Vor knapp 20 Jahren legte Norah Jones einen Senkrechtstart hin, eroberte weltweit die Charts, sammelte Grammys ein. Eine solche Sensation sind ihre Songs zwischen Folk, Jazz, Blues und Pop nun nicht mehr - aber immer noch brillant.



Norah Jones
Norah Jones: Weder Jazz noch Barmusik - sondern einfach gute Songs.   Foto: Diane Russo/Universal Music/dpa

Norah Jones spielt Klavier und singt ganz entspannt, Jeff Tweedy von der US-Folkrockband Wilco streichelt die Saiten seiner Gitarre, drumherum plaudern sympathische Menschen und trinken Wein. Ja, bei dieser Party wäre man gern dabei gewesen.

Das Video zur neuen Single «I'm Alive» liefert den Vorgeschmack auf ein perfekt ausgereiftes Album, das die neunfache Grammy-Gewinnerin Jones von ihrer besten Seite als Singer-Songwriterin präsentiert.

«Pick Me Up Off The Floor» ist das siebte Studiowerk der inzwischen 41 Jahre alten Musikerin auf dem renommierten Jazz-Label Blue Note. Jazz im klassischen Sinn von melodisch oder rhythmisch wagemutiger Improvisation kommt hier allerdings nur noch in Spurenelementen vor.

Und wenn man es genau nimmt: In die Jazz-Schublade passten die Songs von Norah Jones seit Beginn ihrer Karriere vor zwei Jahrzehnten ohnehin nie so richtig, ihre gepflegten Kompositionen hatten meist mehr mit Folk, Soul und Blues zu tun. Der allererste Versuch «Come Away With Me» sei ja sogar «eine Art Country-Song» gewesen, sagte sie kürzlich im Interview des «Forbes»-Magazins.

Ihren angejazzten Folk-Pop (um diese smarte Genre-Mixtur mal zu definieren) präsentiert die in Brooklyn geborene, in Texas aufgewachsene Tochter des indischen Sitar-Meisters Ravi Shankar auf dem neuen Album nun so anmutig wie selten zuvor. Meist sind wenige, produktionstechnisch wunderbar klar abgegrenzte Instrumente zu hören, gespielt selbstredend nur von Könnern wie Tweedy, John Patitucci (Bass) oder Brian Blade (Schlagzeug). Die elf Songs haben viel Raum zum Atmen, jede schöne Nuance kommt zur Geltung.
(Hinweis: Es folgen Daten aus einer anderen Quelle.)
PR #339, opened 2025-02-26
Add `req.socket.destroy()`

yus-ham:
#### Checklist

- [x] commit message and code follows the [Developer's Certification of Origin](https://github.com/fastify/.github/blob/main/CONTRIBUTING.md#developers-certificate-of-origin-11)

This ensures invocation to `req.socket.destroy()` won't makes exception thrown as it happen before in my express app
```sh
125 |     // cannot actually respond
126 |     if (headersSent(res)) {
127 |       debug('cannot %d after headers sent', status)
128 |       if (req.socket) {
129 |         console.info('finalhandler req.socket:',req.socket)
130 |         req.socket.destroy()
                         ^
TypeError: req.socket.destroy is not a function. (In 'req.socket.destroy()', 'req.socket.destroy' is undefined)
      at <anonymous> (/app/node_modules/finalhandler/index.js:130:20)
```

### DIFF
--- a/lib/request.js
+++ b/lib/request.js
@@ -42,6 +42,9 @@ class MockSocket extends EventEmitter {
     super()
     this.remoteAddress = remoteAddress
   }
+
+  destroy () {
+  }
 }
 
 /**
--- a/test/request.test.js
+++ b/test/request.test.js
@@ -14,3 +14,10 @@ test('aborted property should be false', async (t) => {
 
   t.assert.strictEqual(req.aborted, false)
 })
+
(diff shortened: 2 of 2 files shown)


mcollina (approved):
lgtm

jsumners (commented):
This seems reasonable, but I wonder what the use case is that makes it necessary. This library has been around for a long time without any reports of this being a problem.

Basically, a test has been included to assert that the method exists and doesn't do anything, but there is not a test that shows what is being fixed.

Und Jones singt mit ihrer warmen, immer leicht schläfrigen Altstimme so selbstbewusst und elegant wie selten zuvor - ohne mit den neuen Liedern auf irgendwelche Charts zu schielen, die sie 2002 im Sturm erobert hatte. Damals lieferten ihre Songs den Hintergrund-Soundtrack für schicke Bars und Kaffeehausketten, der Hype war gewaltig. Das Debütalbum von 2002 belegte Platz 1 in den USA und Großbritannien, es verkaufte sich mehr als 20 Millionen Mal. Auch «Feels Like Home» (2004) und «Not Too Late» (2007) führten die Hitparaden an.

Die Nachfolger bis einschließlich «Day Breaks» (2016) schlugen sich bei Käufern und Kritikern immer noch sehr respektabel, obwohl der Norah-Jones-Sound schon längst keine Sensation mehr war. Das gilt nun auch für «Pick Me Up...» mit souveränen, teilweise etwas düsteren Stücken wie «Flame Twin» und «Heartbroken, Day After» oder der tollen, reduzierten Ballade «Heaven Above» an der Seite ihres langjährigen Musikerfreundes Jeff Tweedy.

«Also ich denke, die Song-Reihenfolge auf diesem Album nimmt den Hörer ein bisschen mit auf eine Reise. Bin gespannt, ob die Leute da mitgehen», sagte die Sängerin im «Forbes»-Gespräch. «Wir sind doch alle mal traurig, wir müssen alle mal 'aufgesammelt' werden. Auf und ab - darum geht es.»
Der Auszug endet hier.